◆ **WHAT IS BEING ASKED**:
The entries shown below are to be printed in full, unaltered.
******************************
Issue #3104, opened 2024-02-09
Cody doesn't take into account output tokens and exceeds the OpenAI context window


beyang:
### Version

v1.2.3 and probably latest

### Describe the bug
******************************
◆ **RESPONSE**:
Issue #3104, opened 2024-02-09
Cody doesn't take into account output tokens and exceeds the OpenAI context window


beyang:
### Version

v1.2.3 and probably latest

### Describe the bug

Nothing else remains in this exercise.